> PROBLEM: The data below needs to be returned exactly, line for line.

> Collected data:
PR #39, opened 2018-07-27
APP-1041: Fix Annotation Layer Deletion

mattusifer:


mistyahmed:
Just to confirm, will the issue with deletion of annotations be addressed in a separate PR?

mistyahmed:
@mattusifer Thanks for the explanation!  I think you can make a similar change here: https://github.com/Blackfynn/blackfynn-python/blob/534b4f10270ba2f87288bbb34f7767c3f56e30cd/blackfynn/api/timeseries.py#L569

mattusifer:
Good catch! I'll make that change as part of this PR :+1:

mattusifer:
I noticed there were a number of commented-out tests that were supposed to be testing deletion functionality, so I simply uncommented those instead of writing new tests.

> TASK SOLUTION:
PR #39, opened 2018-07-27
APP-1041: Fix Annotation Layer Deletion

mattusifer:


mistyahmed:
Just to confirm, will the issue with deletion of annotations be addressed in a separate PR?

mistyahmed:
@mattusifer Thanks for the explanation!  I think you can make a similar change here: https://github.com/Blackfynn/blackfynn-python/blob/534b4f10270ba2f87288bbb34f7767c3f56e30cd/blackfynn/api/timeseries.py#L569

mattusifer:
Good catch! I'll make that change as part of this PR :+1:

mattusifer:
I noticed there were a number of commented-out tests that were supposed to be testing deletion functionality, so I simply uncommented those instead of writing new tests.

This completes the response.